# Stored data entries
● ● ● ● ●
PR #324, opened 2023-08-14
AA-183: Reformatting and comments in a separate commit

forshtat:


forshtat:
@drortirosh can't get rid of this newline in prettier. They are not there in actual code.

```
$: diff output.txt output.develop 
473,474c473
<         {
<         } catch Error(string memory revertReason) {
---
>         {} catch Error(string memory revertReason) {
708,709c707
<                         {
<                         } catch Error(string memory reason) {
---
>                         {} catch Error(string memory reason) {

```

drortirosh (approved):

PR #328, opened 2023-08-17
AA-194  verify that EntryPoint calls never cost less during simulation

drortirosh:


contracts/core/EntryPointSimulations.sol
```diff
@@ -159,4 +159,10 @@ contract EntryPointSimulations is EntryPoint, IEntryPointSimulations {
         // always revert
         revert("");
     }
+
+    //make sure depositTo cost is more than normal EntryPoint's cost.
+    // empiric test showed that without this wrapper, simulation depositTo costs less..
```
yoavw, line 164: Any idea why it costs less? It literally calls the same function that gets called on-chain in EntryPoint.  If the way EntryPointSimulations calls it is cheaper, we should do the same in EntryPoint :)

yoavw (commented):
LGTM, just had one question.
And we need a similar test for the entire validation simulation, to ensure that it never costs less gas than real validation.

contracts/core/EntryPointSimulations.sol
drortirosh: probably some optimization of the "VMT".. because we added more functions, it did some different "grouping" which caused this method to be little more efficient...

forshtat (approved):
● ● ● ● ●
# Goal of the exercise
Find every line of the data that includes the string "calls". Copy each of those lines.

# The completed task
AA-194  verify that EntryPoint calls never cost less during simulation
yoavw, line 164: Any idea why it costs less? It literally calls the same function that gets called on-chain in EntryPoint.  If the way EntryPointSimulations calls it is cheaper, we should do the same in EntryPoint :)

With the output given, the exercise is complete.